===== Provided data =====
PR #2832, opened 2025-03-05
ci(konflux): dynamically set version labels

bruno-fs:
Dynamically create "version" and "version_minor" labels based on pyproject.toml
version. These labels are expected on downstream `ReleasePlanAdmission`.

Relates to JIRA: DISCOVERY-708


abellotti:
👍 nice definition and use of shared task: .tekton/task/generate-version-labels.yaml

infinitewarp (approved):

PR #2845, opened 2025-03-11
refactor: remove connect jobs and tasks from satellite scanner

infinitewarp:
This commit introduces many TODO comments because it is one step in a much larger refactor operation to completely remove the connect-type scan jobs and scan tasks. Some code cannot be removed until we complete the work for scanners of all types.


quipucords/api/scanjob/model.py
```diff
@@ -340,7 +362,31 @@ def _create_inspection_tasks(self, conn_tasks):
...
+                inspect_task = ScanTask.objects.create(
+                    job=self,
+                    source=source,
+                    scan_type=ScanTask.SCAN_TYPE_INSPECT,
+                    status=ScanTask.PENDING,
+                    status_message=_(messages.ST_STATUS_MSG_PENDING),
+                    sequence_number=index,
+                    connection_result=TaskConnectionResult.objects.create(
+                        job_connection_result=self.connection_results
+                    ),
```
bruno-fs, line 383: where are these results coming from? at this point do we expect these results to be empty?

EDIT: reading the rest of the code, I think this starts empty and is populated later when `api.host_count() ` and/or `api.hosts()` are invoked.

quipucords/scanner/satellite/inspect.py
```diff
@@ -21,16 +20,8 @@ class InspectTaskRunner(SatelliteTaskRunner):
...
-            error_message = (
-                f"Prerequisites scan task {conn_task.sequence_number} failed."
-            )
-            return error_message, ScanTask.FAILED
-        return super().execute_task()
-
     def handle_api_calls(self, api):
         """Handle api calls for inspection phase."""
+        api.host_count()
+        api.hosts()
```
bruno-fs, line 26: perfect. cleaner then I anticipated! :clap:

bruno-fs (approved):

ruda (approved):

quipucords/scanner/satellite/six.py
```diff
@@ -482,9 +482,10 @@ def _requests_hosts_unique(self):
 
     def hosts_facts(self):
         """Obtain the managed hosts detail raw facts."""
-        systems_count = len(self.connect_scan_task.connection_result.systems.all())
+        systems_count = len(self.inspect_scan_task.connection_result.systems.all())
```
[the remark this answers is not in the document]
infinitewarp: Yes, this preserves any quirks from the old implementation that used connect-type scan tasks, as I was trying to minimize any other possible side effects from this refactoring. In practice, there _should always_  be an instance assigned by the time execution reaches this point, and if there's not, we probably _do_ want it to blow up with an unhandled exception because that is a sign of something having gone wrong.

PR #2846, opened 2025-03-12
Update project to use Poetry 2.1.1

ruda:
Poetry 2.1.1 _seems_ to work fine now for us,
upgrade to this version and update the `pyproject.toml` file.

On Makefile, remove reference to `poetry lock --no-update` because it is now the default behavior. See: https://python-poetry.org/blog/announcing-poetry-2.0.0/#poetry-lock-defaults-to---no-update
=====
Problem:
How many lines in these records hold the string "pyproject"? Reply with the number alone.

Problem solution:
2